2011年4月20日水曜日

【論文】【Allodapine Bee】メモ1

PEKKA PAMILOが1991年にAmerican Naturalistで発表した、2本の論文に関するメモ。

 1本目 SEX ALLOCATION


  • 前半はWorker Reproductionと個体群性比の数値についての理論予測。後半はWorkerと次世代QueenとMaleのうち、どれに資源を振り分ければよいかに関する理論予測。後半は今やってる話とはあまりかかわりがないので省略。
  • Sex Allocationがどのようになるかという理論予測について。PAMILOはワーカーが女王の居る状態でオス生産をしてる場合とか、Orphanedの巣でワーカーがオス生産をする場合とか、ワーカーが交尾している場合とかを数式で解いて、Table1に予測値を入れている。が、ここで示されているのは女王が単回交尾の場合を想定しており、複数回交尾の場合については自分で計算しなきゃならんみたい。まあそんなに難しいもんでもなさそうだけど。
  • あとSex Ratio Compensationについて。PAMILOは、「Orphanedワーカーがオス生産をすることで個体群性比がオスにバイアスするとき、メス生産を行なうコロニーが理論値よりもメスを多く生産すること」のように書いている。この状況だけをSRCと呼ぶのかどうか、Taylor(1981)での定義を確認した方がよさそうだ。

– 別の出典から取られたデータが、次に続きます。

PR #3819, opened 2021-06-19
Update pl.po

PLSomebody:
Original translation was incomplete and consists loan translation. I was trying to translate all of missing strings and fix bugs and wrong translation.


t-paul (approved):
Thanks!

PR #3845, opened 2021-07-25
Update macOS deployment target for QT 5.15.2 upgrade

TheJKM:
This updates the previously forgotten macOS deployment target value.

Re-issuing this separately because I closed #3784. For details, see #3775.


TheJKM:
Looks live the CI fails because CGAL 5.3 fixes are not in `qt5-upgrade-macos`

t-paul:
I'll pull in the fix CGAL 5.3 fix from master...

PR #3848, opened 2021-07-30
Add support for defs in svg files.

### LINKED ISSUE #3847: Import svg file with <defs> usage
I am using "Silhouette studio business edition" to create svg files which I would like to import in openscad.
This software puts all the paths in the `<defs>` tag in the svg file and then uses `<use xlink:href="....">` to reference to the paths in the `<defs>` tag.

Openscad has code to ignore the `<defs>` tag and has no support for `<use>` tags in the svg.

I would like to request support for `<defs>` and `<use xlink:href="....">` in svg files.

Some extra information:
In an svg file the `<defs>` tag can be used to store elements for later use. Without a `<use>` tag they should not show [(documentation)](https://developer.mozilla.org/en-US/docs/Web/SVG/Element/defs) 
A use tag can reference to a thing in the `<defs>` section by it's id. There are 2 ways, the deprecated way by using `xlink:href="...."` and the non-deprecated way by using `href="...."`. Silhouette studio uses the deprecated way, which I would like to use. [(documentation)](https://developer.mozilla.org/en-US/docs/Web/SVG/Element/use)

Silhouette studio is free, but in order to save SVG files you need to buy "business edition" which costs $50-$80 depending on the store. This is an example SVG file that silhouette studio business edition creates:

```
<?xml version="1.0" encoding="utf-8"?>
<!DOCTYPE svg PUBLIC "-//W3C//DTD SVG 1.1//EN" "http://www.w3.org/Graphics/SVG/1.1/DTD/svg11.dtd">
<!-- exported from Silhouette Studio® Business Edition V4.4.285ssbe -->
<svg version="1.1" xmlns="http://www.w3.org/2000/svg" xmlns:xlink="http://www.w3.org/1999/xlink" width="304.8mm" height="304.8mm" viewBox="0 0 304.8 304.8">
<defs>
<path id="path_9243898cc3d88891b5c5be22c468ec50" d="M 36.8663 33.67314 L 36.8663 72.57143 L 83.31201 72.57143 L 83.31201 33.67314 L 36.8663 33.67314 Z" fill-rule="evenodd" fill="none" fill-opacity="1" stroke="#FF0000" stroke-opacity="1" stroke-width="0.1" stroke-linecap="round" stroke-linejoin="round"/>
<path id="path_be886460d7bffa85c0d1cb7d783b634f" d="M 122.2103 38.89828 L 122.2103 76.63543 L 172.72 76.63543 L 172.72 38.89828 L 122.2103 38.89828 Z" fill-rule="evenodd" fill="none" fill-opacity="1" stroke="#FF0000" stroke-opacity="1" stroke-width="0.1" stroke-linecap="round" stroke-linejoin="round"/>
</defs>
<g>
<use xlink:href="#path_9243898cc3d88891b5c5be22c468ec50"/>
</g>
<g>
<use xlink:href="#path_be886460d7bffa85c0d1cb7d783b634f"/>
</g>
</svg>
```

 2本目 NUMBER OF REPRODUCTIVE INDIVIDUALS


  • 多回交尾や多女王制、ワーカー繁殖などが、どういう状況のときに個体群内に侵入してくるかの理論予測ではあるのだけど、やっぱり今の話とは関係性がうすいな・・・。




 間違ってるとことかあればご指摘ください。

2011年4月17日日曜日

【論文】【Allodapine Bee】その1

さて忘れた頃になって更新。
 なんだかんだで博士課程に来てしまった。

 博士に来て一発目の更新ということで、自分の論文でも紹介しようかと思ってたのだが、丁度今、研究室のゼミで話すための論文を読んでいるところなので、その概要と感想でもここにのっけていこうと思います。ブログならあとで参照しやすいし、という横着さもあったりする。
 まあ間違いとかはあると思うので、そこらへんは追々修正したい。

 その一本目がこれ。

Schwalz, M. P., Tierney, S. M., Rehan, S. M., Chenoweth, L. B., Cooper, S. J. B. 2011 The evolution of eusociality in allodapine bees: workers began by waiting. Biol. Lett. 7, 277-280.

 Allodapine Bee というのは、オーストラリアやアフリカなどに生息しているハナバチの仲間で、日本には生息していない。近縁種にCarpenter Bee がいて、こちらは日本にも生息していてツヤハナバチと呼ばれている。
 木の中に一本の坑道を掘り、そのまま巣として利用する。ここらへん、ツヤハナバチの仲間に似ている(こちらは草の茎の中に巣を作る)。チューブを使って飼えるらしい。

 こういう巣が未発達なハチは、社会性そのものも原始的なことが多く、同じ属でも単独性のものから一応集団を形成するもの、きちんと不妊のワーカーまで存在するものまで幅広くいるので、社会性の進化の研究材料としてよく使われる。

 著者らによると、Allodapine Beeの羽化したメスは、巣を離れる場合と残る場合があるが、残る場合には大きく分けて次のような3通りの行動をとるという。

  1. 社会的制約(※Introからの引用の直訳だが、たぶん順位制や労働分業のことだろう)なしに産卵を始める
  2. しばらく巣内で内勤(巣の補修など)したのち、産卵・採餌活動に従事する
  3. 自分で産卵を行なわず、採餌活動のような労働に従事する。不妊。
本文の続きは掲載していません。